Weigel is a Big Name, so it’s likely his book will at least be noticed (but perhaps not read) by the Powers. Whether it’s heeded is anybody’s guess.

8 Comments

  1. Ken

    Oh geez…

    How about getting to first principles, getting back to basics — consider the Didache, referenced in some of the earliest works and “recently” rediscovered. Its a sort of how-to manual for early converts/practitioners, writing perhaps as early as 50 AD, perhaps later…but still very early….whatever…it puts the emphasis on where it needs to be.

    Read it and note nary a peep about evangelizing & all that; nothing whatsoever about some institution & how that institution should or shouldn’t be–because there was no institution. Which just shows how unnecessary it really is to oneself.

    Emphasis is entirely on comporting oneself. Not looking outward & complaining about what everybody else ought to be doing different.

    Much like not judging & pointing out other’s issues when one has their own to deal with (see: Matthew 7:1-5, Luke 6:41-42)

    Some links to the Didache & its history:

    http://www.earlychurch.org.uk/pdf/didache.pdf

    http://en.wikipedia.org/wiki/Didache

    http://www.catholicplanet.com/ebooks/didache.htm

    IF everybody followed the basics articulated succinctly in the Didache (which are redundant to other authoritative references) everything else will take care of itself just fine.

  2. Sander van der Wal

    There’s nothing wrong with a sentence like “Catholics believe so-and-so”, or “We believe so-and-so”, as long as so-and-so is a non-verifiable statement. Nobody is going to say “I believe that there is only one sun in the sky”, for the simple reason that you can look up and see for yourself.

    Saying that something is a truth for somebody and not for somebody else is indeed bad form. You believe it is true, of you believe it is not true, which is equivalent to you having a consistent set of propositions from which you can show it is true, or you having a different set of propositions and you can show it is false. But what you cannot do is make observations showing it is true, or not true.

  3. Curmudgeon

    Ken rightly recommends reading the Didache. But he says “there was no institution”. Hardly : “Elect therefore for yourselves Bishops and Deacons worthy of the Lord, men meek, and not lovers of money, and truthful, and approved; for they too minister to you the ministry of the Prophets and Teachers.”

    This early text is also of great interest, notably chapter V:
    http://en.wikipedia.org/wiki/Epistle_to_Diognetus

  4. Brad Jones

    I read the book and donated it to our parish library. If I could I would buy one for every priest in our diocese. It is definitely a call to conversion for each one of us.

  5. Bob Rowland

    I have been a fan of George Weigel ever since I read his biography of Pope John Paul II. Against the Grain was another real winner for me. Concerning the status of the Church, all I can say is that when only one in four believe in the main doctrine of our faith, we have made negligible progress in the 50 years since the council.

  6. Marjorie Morris

    I love the book and also wish I could afford to distribute many especially to those in the world of academia. My favorite phrase from the book is “baptized Catholic pagans”. How many of those do we all know within and outside our families.

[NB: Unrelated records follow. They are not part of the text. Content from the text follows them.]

PR #3495, opened 2021-12-07
Serve the public cloudfront URL instead of the private

tsmartt:
When we migrated to ruby-wasmer, we removed an activestorage plugin we had written which essentially just sets the URL to a cloudfront URL. Restoring that functionality.


porteron (approved):
👍

PR #3505, opened 2021-12-17
Nightly report updates

tsmartt:
This is the data as the dashboard displays it, i.e., we mark a download fiinalized today, but the download_ts
is what we go off of when generating this report. This means the confirmation is backported 30+ days.
The next section will include the report where we group by the finalized_ts, but that's only included
_additionally_ in the nightly CSV since the dashboard still groups data by the download_ts. That is, we still need
a section in the nightly CSV that matches the data you see on the dashboard.


porteron (commented):
👍

porteron (approved):

PR #3515, opened 2022-01-03
Only run dependabot on code that runs in production

tsmartt:


diracdeltas (changes requested):
I don't think we want to suppress dev dependency warnings, since compromise of a dev/build machine can lead to compromise of production code. however i am ok with running the dev dependency audits less often if they're too noisy.

tsmartt:
> I don't think we want to suppress dev dependency warnings, since compromise of a dev/build machine can lead to compromise of production code. however i am ok with running the dev dependency audits less often if they're too noisy.

Yes, most come from react-scripts which [recommend only reporting prod](https://github.com/facebook/create-react-app/issues/11174) dependencies.

diracdeltas:
i'd rather just exclude individual audit errors that we know are low-risk (like regex DoS's) or force resolutions to fix the audit errors

diracdeltas:
https://github.com/brave-intl/publishers/pull/3516

tsmartt:
That works.

PR #3527, opened 2022-01-20
Fix Totp tests

tsmartt:
Fix the failing TOTP Tests.


Gemfile
```diff
@@ -1,7 +1,7 @@
 # frozen_string_literal: true
 
-def x86_64?
-  `uname -p`.strip == "x86_64"
+def not_m1?
+  `uname -p`.strip != "arm64"
```
thypon, line 4: On M1 `uname -p` is returning "arm" and not "arm64". I was using x86_64 since even Linux arm is broken.

tsmartt: On an x86 mac, `uname -p` returns `i386`. I'll just update it to check for that.

tsmartt: I got `arm64` on my `m1`, weird. I can update to include both `arm` and `arm64`

thypon (approved):

PR #3533, opened 2022-01-31
This PR adds webauthn support

tsmartt:
Chromium is phasing out U2F support in Feb 2022
https://developer.chrome.com/blog/deps-rems-95/

We need to move to the newer, better Webauthn standard.

Since the majority of our 2factor auths are stored in U2F format, we
will use a compatibility layer to verify. See:

https://www.stackallocated.com/blog/2019/u2f-to-webauthn/
https://github.com/cedarcode/webauthn-ruby/blob/master/docs/u2f_migration.md
https://github.com/hansnielsen/webauthn-rails-demo/blob/v1-sign-with-webauthn/app/controllers/two_factor_controller.rb

Note that this PR covers just signing in using the Webauthn to U2F
compatibility layer (by passing app_id in extensions). We still need to
register with Webauthn. That will require DB migrations and is the subject
of a second PR.

To test: 
Register a U2F key locally and then attempt to sign in. You should see the browser-based webauthn popup to verify your key. Successful authentication should redirect you to the homepage.


thypon:
@tsmartt are tests required to pass for this release?

thypon (approved):
Seems fine

app/services/two_factor_auth/webauthn_verify_service.rb
```diff
@@ -0,0 +1,53 @@
...
+        Rails.logger.debug("WebAuthn::Error! #{e}")
+        return OpenStruct.new(success?: false, result: nil, errors: [e])
+      ensure
+        session.delete(:current_authentication)
+      end
+
+      counter = assertion_response.authenticator_data.sign_count
+      if registration.counter >= counter
+        Rails.logger.debug("Credential replay detected!")
+        return OpenStruct.new(success?: false, result: nil, errors: [StandardError.new("Cannot authenticate.")])
```
OAuthBringer, line 45: @tsmartt Are the errors being stored in service classes being saved and reused for flash messages?

PR #3536, opened 2022-02-03
poc: Single call w/ interface, error handling, and openstruct return

OAuthBringer:
## Pull Request Name

POC of a single call method for service classes

#### Features

This is a POC of a builder implementation that uses a single class method constructor.  

#### How To Test

NA. This is just a

#### Pull Request Checklist


OAuthBringer:
@tsmartt After our convo yesterday I wanted to just throw up a quick implemention of the builder pattern syntax I've been using for the passed few years.  It is compatible with the existing `build.call` implementation but it is just a shortcut really.

OAuthBringer:
Hurray! I've finally gotten a build to pass.

test/services/builder_base_service_test.rb
```diff
@@ -0,0 +1,78 @@
...
+
+class BuilderBaseServiceTest < ActiveSupport::TestCase
+  test "BuilderBaseService.call" do
+    assert_raises NotImplementedError do
+      BuilderBaseService.call
+    end
+  end
+
+  test "UseBuildBaseService" do
+    class UseBuildBaseService < BuilderBaseService
```
OAuthBringer, line 14: @tsmartt I added a basic example of using `build` in the single method context as we discussed.

app/services/builder_base_service.rb
```diff
@@ -0,0 +1,25 @@
...
+
+    # Error handling by default
+    begin
+      result = inst.call(*args, **kwargs)
+    rescue => e
+      errors.append(e)
+    end
+
+    OpenStruct.new(success?: errors.empty?, errors: errors, result: result)
+  end
```
OAuthBringer, line 24: @tsmartt My core problem right now with the the instance based `.call` method (i.e. `Service.build.call` ) is that we lose some of the coherence in the `Class.call` api.

When using the `call` method alone we gaurantee that all children must implement an instance call, can optionally override the class `build`, and all calls to `Class.call` will never raise an exception and will always return the same response.  All I have to do as a developer is deal with my childclass and return a result of any type and it will be reported. 

If we use `Service.build.call` we loose this because we are now faced with a few possibilities:
1. We override `Service.new.call` which means we loose the potency of the interface and the best we can do is abstract out the error handling and OpenStruct methods into some helper methods, but it then is left to the developer to know about/use those methods.
2. We define a BaseClass `BaseService.new.call` method that implements error handling and return values and then we use some new method in the child class to implement the primary API. `run` or some such.

I truly don't care about whether or not we call `build` in production, but I do care that the primary `call` method defines a coherent interface that has to be explicitly overridden in any given subclass rather than explicitly defined in all subclasses.

app/services/builder_base_service.rb
```diff
@@ -0,0 +1,43 @@
...
+
+  def call(*args, **kwargs)
```
OAuthBringer, line 26: @tsmartt This is an example of `#2` on my comment above.  Primary child class api is `run` method (or whatever, just for example).

Primary usage is `Service.build.call(*args, **kwargs)` and developer implements required `run` interface and optionally overrides `Class.build`

app/services/builder_base_service.rb
```diff
@@ -0,0 +1,35 @@
+# typed: true
+
+class BuilderBaseService
+  extend T::Helpers
+  extend T::Sig
+
+  class ::BSuccess < T::Struct
+    prop :result, T.untyped
```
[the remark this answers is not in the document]
OAuthBringer: i.e. define it in the global namespace as a nested class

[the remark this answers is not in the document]
tsmartt: pretty neat, I did it just so we wouldn't have to reference the whole thing every time

tsmartt (approved):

    I was educated in a liberal Catholic university in the 70s. It is only by the grace of God that I am still a believing Catholic. Things at that university have only deteriorated since.

  7. K C Thomas

    If more Catholic intellectuals come up like George Weigel, I wish and pray. He is one through his books expatiate the subject unbiasedly and without discounting any element of faith.